Il y a des siècles de cela, les marins partis pour de longs voyages avaient coutume d’abandonner un couple de porcs sur toutes les îles désertes. Ou alors ils abandonnaient un couple de chèvres. Dans un cas comme dans l’autre, l’île serait à même de fournir de la viande lors de leur prochain passage. Ces îles, elles étaient vierges. Intactes. Elles abritaient des espèces d’oiseaux sans prédateurs naturels. Des espèces d’oiseaux qui ne vivaient nulle part ailleurs à la surface de cette terre. Les plantes, là-bas, sans ennemis, elles évoluaient sans épines ni poisons. Sans prédateurs ni ennemis, ces îles, c’était le paradis.
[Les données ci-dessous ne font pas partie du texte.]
PR #1413, opened 2026-03-30
fix: cleanup chronicles writer in close function

2-towns:
This PR exposes the `logFile` to the `StorageServer` in order to close it during the cleanup phase.

### DIFF
--- a/storage/conf.nim
+++ b/storage/conf.nim
@@ -54,10 +54,6 @@ export
 
 type ThreadCount* = distinct Natural
 
-# Declare the log file globally in order to be collected properly
-# by the GC.
-var logFile: ?IoHandle
-
 proc `==`*(a, b: ThreadCount): bool {.borrow.}
 
 proc defaultDataDir*(): string =
@@ -289,6 +285,10 @@ type
     logFile* {.
       desc: "Logs to file", defaultValue: string.none, name: "log-file", hidden
     .}: Option[string]
+
+    # Declare the log file in StorageConf in order to be collected properly
+    # by the GC.
+    logFileIo: ?IoHandle
 
 func defaultAddress*(conf: StorageConf): IpAddress =
   result = static parseIpAddress("127.0.0.1")
@@ -567,7 +567,7 @@ proc setupLogging*(conf: StorageConf) =
       writeAndFlush(stdout, stripAnsi(msg))
 
     proc fileFlush(logLevel: LogLevel, msg: LogOutputStr) =
-      if file =? logFile:
+      if file =? conf.logFileIo:
         if error =? file.writeFile(stripAnsi(msg).toBytes).errorOption:
           error "failed to write to log file", errorCode = $error
 
@@ -579,7 +579,7 @@ proc setupLogging*(conf: StorageConf) =
         error "failed to open log file",
           path = logFilePath, errorCode = $logFileHandle.error
       else:
-        logFile = logFileHandle.option
+        conf.logFileIo = logFileHandle.option
         defaultChroniclesStream.outputs[2].writer = fileFlush
 
     defaultChroniclesStream.outputs[1].writer = noOutput
--- a/storage/conf.nim
+++ b/storage/conf.nim
@@ -90,13 +90,6 @@ type
     repoSQLite = "sqlite"
     repoLevelDb = "leveldb"
 
-  # LogFile is a ref object so that the `fileFlush` closure captures a reference
-  # to it rather than a copy. This ensures the Nim GC keeps the closure environment
-  # alive as long as the owning StorageServer holds a reference to it.
-  LogFile* = ref object
-    handle*: Option[IoHandle]
-    writer*: proc(logLevel: LogLevel, msg: LogOutputStr) {.gcsafe, raises: [].}
-
   StorageConf* = object
     configFile* {.
       desc: "Loads the configuration from a TOML file",
@@ -560,13 +553,12 @@ proc openLogFile(conf: StorageConf): Option[IoHandle] =
       return logFileHandle.option
   return IoHandle.none
 
-proc setupLogging*(conf: StorageConf): LogFile =
+proc setupLogging*(conf: StorageConf): Option[IoHandle] =
   let ioHandle =
     if conf.logFile.isSome:
       conf.openLogFile()
     else:
       IoHandle.none
-  let logFile = LogFile(handle: ioHandle)
 
   when defaultChroniclesStream.outputs.type.arity != 3:
     warn "Logging configuration options not enabled in the current build"
@@ -595,7 +587,6 @@ proc setupLogging*(conf: StorageConf): LogFile =
     defaultChroniclesStream.outputs[2].writer = noOutput
     if ioHandle.isSome:
       defaultChroniclesStream.outputs[2].writer = fileFlush
-      logFile.writer = fileFlush
 
     defaultChroniclesStream.outputs[1].writer = noOutput
 
@@ -624,7 +615,7 @@ proc setupLogging*(conf: StorageConf): LogFile =
     else:
       defaultChroniclesStream.outputs[0].writer = writer
 
-    return logFile
+    return ioHandle
 
 proc setupMetrics*(config: StorageConf) =
   if config.metricsEnabled:
--- a/storage/conf.nim
+++ b/storage/conf.nim
@@ -54,6 +54,10 @@ export
 
 type ThreadCount* = distinct Natural
 
+# Declare the log file globally in order to be collected properly
+# by the GC.
+var logFile : ?IoHandle
+
 proc `==`*(a, b: ThreadCount): bool {.borrow.}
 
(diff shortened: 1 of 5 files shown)


storage/conf.nim
```diff
@@ -54,6 +54,10 @@ export
 
 type ThreadCount* = distinct Natural
 
+# Declare the log file globally in order to be collected properly
+# by the GC.
+var logFile: ?IoHandle
```
emizzle: I think it would be better to track this against the `StorageConf` object or the `StorageServer` object instead of keeping in the global space.

2-towns: > I think it would be better to track this against the `StorageConf` object or the `StorageServer` object instead of keeping in the global space.

Okay it cannot be done in the `StorageConf` because conf-util expects serialisabled fields. So I added it in the `StorageServer`. I had to store the `fileFlush` ref as well.

2-towns:
Elaborating more on the PR: 

In our last engineering, we said that the function / variable **should** not be GC. 

Reminder: the problem appears when running multiple tests with multiple start / stop.

So I added some logs in the `fileFlush` function to check what's going on : 

```nim
proc fileFlush(logLevel: LogLevel, msg: LogOutputStr) =
      echo "ARNAUD: fileFlush called, hasFile=", logFile.isSome        
```

Surprisingly, the `logFile` become None during the start process: 

```
1: QDEBUG : TestStorageModule::test_updateLogLevel() StorageModulePlugin::init called with cfg: "{\"data-dir\": \"/build/logos-storage-test.bUddHm\", \"log-level\": \"DEBUG\", \"log-file\":>
1: QDEBUG : TestStorageModule::test_updateLogLevel() StorageModulePlugin::waitForSignal: Waiting for signal with timeout 1000 ms
1: ARNAUD: setupLogging
1: INF 2026-04-02 07:35:16.244+00:00 Creating a private key and saving it       tid=193
1: ARNAUD: fileFlush called, hasFile=true
1: DBG 2026-04-02 07:35:16.244+00:00 Rest API is disabled!                      topics="libstorage libstoragelifecycle" tid=193
1: ARNAUD: fileFlush called, hasFile=true
1: INF 2026-04-02 07:35:16.245+00:00 Threadpool started                         topics="libstorage libstoragelifecycle" tid=193 numThreads=12
1: ARNAUD: fileFlush called, hasFile=true
1: INF 2026-04-02 07:35:16.294+00:00 Updating announce record                   topics="storage discovery" tid=193 addrs=@[/ip4/0.0.0.0/tcp/0]
1: ARNAUD: fileFlush called, hasFile=false
```

I tried to add a finaliser in order to detect GC action: 

```
  logFile = logFileHandle.option
  var logFileRef: ref IoHandle
  new(logFileRef, proc(h: ref IoHandle) =
    echo "ARNAUD: IoHandle ref GC collected"
  )
```

I can see the finaliser is called: 

```
QDEBUG : TestStorageModule::test_updateLogLevel() StorageModulePlugin::waitForSignal: Waiting for signal with timeout 1000 ms
ARNAUD: setupLogging
INF 2026-04-02 12:05:53.433+04:00 Creating a private key and saving it       tid=627455
ARNAUD: fileFlush called, hasFile=true
DBG 2026-04-02 12:05:53.433+04:00 Rest API is disabled!                      topics="libstorage libstoragelifecycle" tid=627455
ARNAUD: fileFlush called, hasFile=true
ARNAUD: IoHandle ref GC collected
```

But another surprising thing: adding this called keep alive the `logFile` and `hasFile` is true until the end of the test, which makes the test passes. 

Another general note is, if I juste move the `logFile` on the top of the `conf.nim` file, the problem is fixed as well.

emizzle:
1. is `logFile` in config empty here?
2. is qtest parallelising the tests at all?
3. Can you echo `writeStackTrace` inside of the finaliser? 
4. I wonder if this has something to do with calling `initializeLibrary` on each call to `libstorage`, because this function sets up foreign thread gc. The doc on `setupForeignThreadGc` says it has a thread local guard, but it could be a bug of some sort... 
5. The above logs happen even with `logFile` as a property of `StorageServer`? Or is only when `logFile` is captured in the `setupLogging` closure?

2-towns:
> 1. is `logFile` in config empty here?
> 
>     2. is qtest parallelising the tests at all?
> 
>     3. Can you echo `writeStackTrace` inside of the finaliser?
> 
>     4. I wonder if this has something to do with calling `initializeLibrary` on each call to `libstorage`, because this function sets up foreign thread gc. The doc on `setupForeignThreadGc` says it has a thread local guard, but it could be a bug of some sort...
> 
>     5. The above logs happen even with `logFile` as a property of `StorageServer`? Or is only when `logFile` is captured in the `setupLogging` closure?

1. No it is not empty. `hasFile` is true in the logs, so the `logFile` is not `None`. Here is the config I pass to libstorage: 

```json
{
"data-dir": "/tmp/logos-storage-test.ZHdWGT", "log-level": "DEBUG", "log-file": "/tmp/logos-storage-test.ZHdWGT/storage.log"}
```

2. No 
3. It seems to not give much info: 

```
ARNAUD: IoHandle ref GC collected
Traceback (most recent call last, using override)
```

And the logs continue after that: 

```
INF 2026-04-02 13:46:19.711+04:00 Threadpool started                         topics="libstorage libstoragelifecycle" tid=648805 numThreads=12
```

4. I have no idea, will try to explore.
5. When `logFile` is captured in the setupLogging closure. I reverted back the changes to `StorageServer` locally because the test was passing.

emizzle:
4. I think you could maybe spend a bit of time trying to isolate the issue by reducing down the problem to a simple library implementation and see if you can figure out the issue from there. It's also good to know that there's a workaround available in 5 (`StorageServer.logFile`), so if we can't figure out the issue, it's not the end of the world.

2-towns:
> 4. I think you could maybe spend a bit of time trying to isolate the issue by reducing down the problem to a simple library implementation and see if you can figure out the issue from there. It's also good to know that there's a workaround available in 5 (`StorageServer.logFile`), so if we can't figure out the issue, it's not the end of the world.

WOW I think I found it ! 

I followed your advice and tried to isolate the issue by writing Nim test and C test: nothing. 

Then after hours of debugging I found that were [set chronicles ouput writer](https://github.com/logos-storage/logos-storage-nim/blob/4ea8350612b516d54aad11534f0c75429a6084ec/storage/conf.nim#L580) in `setupLogging`, but we never clean that !  

So what I think is happening is the following: 

1. The first test creates a storage context. It starts the node and runs the test successfully.
2. The node is stopped and the context is destroyed. However, the Chronicles output writer is not cleaned up.
3. The second test creates a new context. A new Chronicles output writer is created and assigned to the global array, replacing the old one.
4. Because the old writer is finally replaced in step 3, the GC cleans it up. Unfortunately, this GC cleanup process happens after the new writer is assigned. It ends up freeing the newly assigned writer. As a result, the new writer silently captures a `None` value, meaning no logs will be written for the second test.

I tried to clean up the Chronicles output writer and it does work ! 

So I am gonna to create another PR and put the reference here.

#1414

emizzle:
That's awesome that you found a way to get it to work! 

I still don't think this explains it. The first node's closure environment is completely separate from the second node's closure environment. Once node 2's `logFile` replaces node 1's, node 1's `logFile` can be GC'd. This does not mean that node 2's `logFile` would be `none`; it should not be impacted at all.

Regardless of GC, re-assigning the writer to a non-file output likely does reset some condition and allow it to work properly, whether that condition is in logos-storage-nim or chronicles. This makes me think that instead of assigning the writer to `noOutput`, could you try closing the file in `Storage.close` instead? The file is [opened in `setupLogging`](https://github.com/logos-storage/logos-storage-nim/blob/03ba5a38869c41b728f4ea105f6810212584bed8/storage/conf.nim#L575-L576), but it is never closed (as noted in [the original PR](https://github.com/logos-storage/logos-storage-nim/pull/558)).

storage/storage.nim
```diff
@@ -127,6 +128,16 @@ proc close*(s: StorageServer) {.async.} =
       error "Failed to stop the taskpool", failures = res.failure.len
       raiseAssert("Failure in taskpool shutdown:" & exc.msg)
 
+  when defaultChroniclesStream.outputs.type.arity >= 3:
+    proc noOutput(logLevel: LogLevel, msg: LogOutputStr) =
+      discard
+
+    defaultChroniclesStream.outputs[2].writer = noOutput
```
emizzle, line 132: Does it work with this removed? I thought this was only needed if we didn't hang `logFile` off of `StorageServer` to prevent it from being collected.

2-towns: No it does not work, I have this error : 

`logos-storage_module-tests> ERR 2026-04-07 13:02:16.822+00:00 failed to write to log file                tid=311 errorCode=9`

emizzle (approved):
I still don't think we got to the bottom of the issue, but we have spent quite a lot of time debugging it, and the fix/workaround implemented seems to work quite well, so will approve 👍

Les marins, la fois suivante, à leur retour sur ces îles, les seules choses qu’ils trouvaient encore n’étaient que des troupeaux de chèvres ou de porcs.
C’est Oyster qui raconte cette histoire.
Les marins appelaient ça « de la viande en graines ».
Oyster nous fait : « Est ce que ça vous rappelle quelque chose ? Peut être bien c’te bonne vieille histoire d’Adam et Eve ? »
Il regarde par la vitre et persiste : « vous êtes-vous jamais demandé quand est-ce que Dieu revient avec un paquet de sauce barbecue ? »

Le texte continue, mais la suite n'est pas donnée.